— DATA FOR THE TASK —
Issue #4099, opened 2016-07-06
Prevent to have utf-8 characters in attachment filenames


xillibit:
#### Steps to reproduce the issue

See : https://www.kunena.org/forum/kunena-support-reporting-defects/134454-why-kunena-4-x-allows-utf-8-characters-in-attachment-filenames?limitstart=0
#### System information (as much as possible)

Joomla version: 
Kunena version:
Php version:
Database version:

PR #4120, opened 2016-07-11
Prevent to have utf-8 characters in attachment filenames #4099

xillibit:
Pull Request for Issue #4099  .


810:
Should be a option, he is the only one with that problem, but it is a server setting issue.

see https://www.akeebabackup.com/support/akeeba-backup-3x/20043-chinese-filenames-don-t-backup.html

xillibit:
I think i will a tool to remove all utf8 characters in filename else just an option won't prevent the issue on next extraction of backup

Issue #4117, opened 2016-07-09
Image edit shows only image place holder


rich20:
#### Steps to reproduce the issue
1. Set in configuration "Protect Attachments = No" (default setting)
2. Add a image in a message and submit
3. Edit this message and click on Attachments
#### Expected result

Image preview
#### Actual result

It shows only place holder
#### System information (as much as possible)

Joomla version: 3.5.1 and 3.6.0-rc2
Kunena version: 5.0.0-RC5-DEV
Php version:
Database version:
#### Additional comments

If you set in configuration "Protect Attachments = Yes" then it works.

PR #4132, opened 2016-07-15
Image edit shows only image place holder #4117

xillibit:
Pull Request for Issue #4117  .


810:
Still failing, because missing root.

change it to `JURI::root(true) . '/' . $attach->getUrl();`

xillibit:
When i had tried it has worked like that, i will change it like you said

PR #4135, opened 2016-07-15
Fix rename same filenames

810:


810:
maybe not needed, can't reproduce the issue: https://www.kunena.org/forum/kunena-support-reporting-defects/137773-problems-with-image-attachments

— DESCRIPTION OF THE TASK —
The expected answer is a copy of every line in the entries that holds the word "reporting".

— FINAL ANSWER —
See : https://www.kunena.org/forum/kunena-support-reporting-defects/134454-why-kunena-4-x-allows-utf-8-characters-in-attachment-filenames?limitstart=0
maybe not needed, can't reproduce the issue: https://www.kunena.org/forum/kunena-support-reporting-defects/137773-problems-with-image-attachments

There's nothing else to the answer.